- **SOURCE MATERIAL**:
Issue #186, opened 2022-10-12
Complete documentation and related issues


scarrazza:
In order to provide an useful documentation please find below my wishlist (be free to include more features):
- [ ] complete installation instructions. Try to include CI tests for linux, mac and windows for multiple version of python. So we can tell which configurations are supported.
- [ ] Update documentation about `Platform` usage.
- [ ] Remove from setup.py useless packages.
- [ ] Make driver packages optional and add documentation. In fact, many packages used in this repo do not have a conda pkg thus we should avoid including then in our future conda recipe. @stavros11, what do you think if we perform driver's check on the fly, e.g. when loading a specific platform it will try to import drivers and modules and if we get an exception the code raises instructions about the missing packages.
- [ ] include a basic, but complete step by step instructions on how to include a new platform and drivers

PR #1209, opened 2025-04-30
Vectorize multi-transmon results handling

alecandido:
The goal is attempting to handle all results manipulation through vectorized operations, avoiding resorting to Python's iterations.

- [x] drop `_order_probabilities()` - if possible
- [ ] replace `cache_measurements` mechanism and iteration - if possible
- [ ] avoid `shots()` sampling, and subsequent averaging, in favor of direct probabilities return - if possible


alecandido:
@andrea-pasquale it took me some time to start with this. The main reason is of course that I was reading and familiarizing with all the code in #1186.
However, even when I was mostly done with it, it took me some imagination effort to understand what was going on at the various stages of results manipulations.

I could have avoided it, just running an experiment and grabbing a result, that I could have used to follow the execution in a debugger (instead of attempting to visualize the execution just following the code).
To be fair, I have to admit that I could have done it myself. But given the complexity of the execution of a real experiment, I thought it would have just slowed down something that could have been much simpler (and probably I chose the wrong path...).

All in all, I may benefit from your help to engineer a fake result for `mesolve()`, that we could attach to the tests. And then use it both to test, but also to debug/develop the results handling. Without having to execute a simulation itself.

I'm not sure which could be the best strategy:
1. we could make it completely fake, more or less following the same idea of my `random_density()`, i.e. just make sure that the shape is correct, and that it satisfies some very basic properties
2. we could execute a single experiment, and then store the result in a file

The reason why I'm hesitant about the two options is that 1. would be clearly better (we could control the generation process, and produce even different samples) if we manage to capture all the relevant constraints.
2. is slightly less palatable, because we have to drag on a file, and regenerating it (or a further one) will require the same pain of obtaining it the first time.

Do you have any opinion about the topic?

andrea-pasquale:
Thanks for the simplification!
I think that option 1 could enough for now. There already some tests introduced in #1191 which are testing the whole pipeline, so as long as we test that the shape is fine in this PR, I think that we can rely on the previously mentioned end-to-end tests. Let me know if you agree.

alecandido:
> I think that option 1 could enough for now. There already some tests introduced in #1191 which are testing the whole pipeline, so as long as we test that the shape is fine in this PR, I think that we can rely on the previously mentioned end-to-end tests. Let me know if you agree.

We can certainly try.

I will try to cook some candidate for option 1., which essentially will just expand the `random_density()` to simply provide many of them, matching the shape. If that's enough for testing, so much the better.
In case we'll notice, through usage and end-to-end testing, that the approach is not suitable to catch shortcoming implementations, we may later refine it, or rather switch to option 2.

src/qibolab/_core/instruments/emulator/emulator.py
```diff
@@ -89,20 +89,20 @@ def _single_sequence(
...
-            probabilities,
+            states,
             tuple(configs["hamiltonian"].single_qubit),
             configs["hamiltonian"].nqubits,
             configs["hamiltonian"].transmon_levels,
         )
-        averaged = shots(probabilities, options.nshots)
+
+        assert options.nshots is not None
+        sampled = shots(np.moveaxis(probabilities, -2, 0), options.nshots)
```
jykhoo1987, line 103: I am not sure I follow this line. Based on my understanding of the code so far, this should simply be

```python
sampled = shots(probabilities, options.nshots)
```  
since `probabilities` would already be in the correct format for `shots` function, which has shape (*batch_dimensions, d) where the density matrix is a d x d matrix.

jykhoo1987, line 103:
```suggestion
        sampled = shots(np.moveaxis(probabilities, -2, 0), options.nshots)
```

jykhoo1987, line 103: I am not sure I follow this line. Based on my understanding of the code so far, this should simply be

```suggestion
        sampled = shots(probabilities, options.nshots)
```
since `probabilities` would already be in the correct format for `shots` function, which has shape (*batch_dimensions, d) where the density matrix is a d x d matrix.

alecandido: Explanation here: https://github.com/qiboteam/qibolab/pull/1209#discussion_r2069356826

You can do it before or after the `shots()` call, they commute. But you need to lift this dimension sooner or later (acquisitions are the innermost loop, since they are retrieved from a single evolution - but in Qibolab they are instead reported as the outermost dimension, even not as part of a multidimensional array, but structured as a `dict`, which is a one-dimensional sequence on its own).

However, I'm already trying to push these manipulations down as possible, to eventually avoid whatever we can. I'm just cautious, since confirming that everything is still working requires long runs. Thus, I was first focusing on preparing mock results to be able to confirm no disruption is happening (there is no intention of adding new features in this PR, but just making the code as little convoluted and efficient as possible).

src/qibolab/_core/instruments/emulator/emulator.py
```diff
@@ -89,20 +89,20 @@ def _single_sequence(
...
         # move measurements dimension to the front, getting ready for extraction
-        measurements = np.moveaxis(averaged, 1, 0)
+        measurements = np.moveaxis(sampled, 1, 0)
```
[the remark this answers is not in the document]
alecandido: > If the batched dimensions from sweep is 1, I believe these 2 lines are just the inverse of the other, so both lines can be removed. But if the batched dimensions from sweep is more than 1, I think something messes up no? Based on line 112 where `measurements` is first called, it suggests that the batched dimensions from sweep are flattened to 1, in which case both `moveaxis` lines can be removed.

In general, they are not inverse to each other, and that's not intended.

The line in `shots()` is moving the shots dimension (newly created in the function) from innermost to outermost (since shots are always presented as outermost in Qibolab).
The line in here is instead moving the second dimension to be the first (thus outermost). I assume this is because the shots' dimension became the outermost, but there is an even more external one, which is the acquisitions' dimension.

That is fine as it is, since `shots()` is working element-wise on all dimensions which are prepended to the distribution. And there is no reason of making it aware of the acquisitions.
The only change we could apply is to avoid moving the shots' dimension within the `shots()` function, and just return shots as the innermost dimension. In that case, we'd need a single axis displacement, namely
```py
measurements = np.moveaxis(sampled, -1, 1)
```
This would also be fine by me. Just notice that there is practically no performance improvement, since all `np.moveaxis()` operations are virtual, as they do not affect the data buffer (so, you're just manipulating a short array of strides, and nothing else).

andrea-pasquale:
> @andrea-pasquale I dropped the sorting done by `_order_probabilities()`, assuming the sorting is consistent in the Hilbert space definition for `mesolve()` and all subsequent usage. This saves some transpositions. Which are not yielding a performance cost (though they may make the array not contiguous, but that could already be the case). But it's still simplifying the code, such that it's easier to understand which are the relevant operations being performed.
> 
> Did you have any strong reason for sorting?

No, as I said earlier I was mainly taking inspiration from https://github.com/qiboteam/qibo/blob/e2b6bbed23f3dceaf1c5ec778313803e8bc5e2ad/src/qibo/backends/numpy.py#L659-L668 where the sorting happens.
As you said in our case since we are handling everything internally we shouldn't need to sort probabilities in a specific way.

alecandido:
> No, as I said earlier I was mainly taking inspiration from [qiboteam/qibo@`e2b6bbe`/src/qibo/backends/numpy.py#L659-L668](https://github.com/qiboteam/qibo/blob/e2b6bbed23f3dceaf1c5ec778313803e8bc5e2ad/src/qibo/backends/numpy.py#L659-L668) where the sorting happens.

Sorry, you're right. I just forgot it. Thanks for the confirmation :)

src/qibolab/_core/instruments/emulator/results.py
```diff
@@ -0,0 +1,153 @@
...
+        if options.acquisition_type is AcquisitionType.INTEGRATION:
+            res = np.stack((res, np.zeros_like(res)), axis=-1)
+            res = np.random.normal(res, scale=0.001)
+
+        if options.averaging_mode == AveragingMode.CYCLIC:
+            res = np.mean(res, axis=0)
+
+        results[ro_id] = res
+
+    return results
```
alecandido: This is the most critical part overall, but it should be divided into two different sections:

1. the treatment of the averaged result
2. the unpacking of the state in shots assigned to each qubit, preserving correlations

I will discuss them in two separate comments. @andrea-pasquale

alecandido: Regarding point 1. of (), the point is just that there is no correlation in this case, since there are no shots around.

Because of this, I may already have a proposed improvement: we can fully bypass the shots' machinery, avoiding both sampling and averaging.
Essentially, we could just take the probabilities, reshape them to match the structure of the Hilbert space, and marginalize all but the dimension we care about.

Just to make an example, let's assume that there is a single acquisition on multiple qubits and no sweep (without loss of generality, since in case there are, you would act element-wise in those dimensions).
Then, in case we had a 3 qutrits, with a single measurement involving all of them, we would get a `probabilities` array with shape `(1, 27)`, corresponding to 1 sample and 27 states in the Hilbert space.
We can then reshape it to `(1, 3, 3, 3)`, and then sum as needed, i.e.:
```py
results["qubit0"] = np.sum(axis=(0, 2, 3))
results["qubit1"] = np.sum(axis=(0, 1, 3))
results["qubit2"] = np.sum(axis=(0, 1, 2))
```

This would have two main advantages:
- *performance gain*, since you would avoid both sampling, and the corresponding state conversion (iteration and `divmod()`) for each shot
- it would work for any Hilbert space, with no limitation to the number of qubits involved

src/qibolab/_core/instruments/emulator/results.py
```diff
@@ -0,0 +1,150 @@
...
+        assert hamiltonian.nqubits < 3, (
+            "Results cannot be retrieved for more than 2 transmons"
+        )
+        res = (
+            np.stack(
+                divmod(cache_measurements[sample], hamiltonian.transmon_levels),
+            )[qubit]
+            if hamiltonian.nqubits == 2
+            else cache_measurements[sample]
+        )
```
alecandido, line 139: Regarding 2. of (), I could easily improve performances, just avoiding the manual iteration over the flattened array.

However, I'm pretty confident there should be a simple enough way to improve the conversion, and scale beyond the present 2-qubits limit.
The work only consists in finding the correct operation which converts the integer representation of the state into the single component on the `qubit` axis, if seen as a point of the discrete vector space of measurement outcomes.

The 0.1 version of the emulator was performing this operation by building a reverse index. This is also expensive, and hard to vectorize. I do not consider it a valid alternative, since I believe we should be able to extract it with a direct computation. Similarly to what it is already done here.
https://github.com/qiboteam/qibolab/blob/bad4b6c063390992ed6e663e81a7d6ca85677939/src/qibolab/instruments/emulator/pulse_simulator.py#L725-L739

alecandido (commented):
Ok, I should be done with the present batch.

The review I'm leaving are mostly comments to discuss future improvements. They are in the same direction of this PR, but complex enough to be good candidates for a separate PR, not to block this and #1186

alecandido:
I'm not fully convinced myself whether we should merge this into #1186, and then to `main`, because this was conceived as a part of it, or just follow the general policy, and merge #1186 first, and then this one.

Any opinion? @andrea-pasquale

andrea-pasquale (approved):

andrea-pasquale:
> I'm not fully convinced myself whether we should merge this into #1186, and then to `main`, because this was conceived as a part of it, or just follow the general policy, and merge #1186 first, and then this one.
> 
> Any opinion? @andrea-pasquale

I guess that it depends if there is something else that is blocking the merge of #1186, which I don't think there should be apart from maybe more tests and documentation. At this point it is probably better to merge this to #186 and then merge #186 to main.

src/qibolab/_core/instruments/emulator/results.py
andrea-pasquale: Sounds like a good idea. Considering also that in the future we might deal with couplers that needs to be traced out.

- **WORK TO BE COMPLETED**: Going down from the first line of the entries above, restate each line word for word until the line holding "- [ ] Remove from setup.py useless packages." is done.

- **EXERCISE RESULT**:
Issue #186, opened 2022-10-12
Complete documentation and related issues


scarrazza:
In order to provide an useful documentation please find below my wishlist (be free to include more features):
- [ ] complete installation instructions. Try to include CI tests for linux, mac and windows for multiple version of python. So we can tell which configurations are supported.
- [ ] Update documentation about `Platform` usage.
- [ ] Remove from setup.py useless packages.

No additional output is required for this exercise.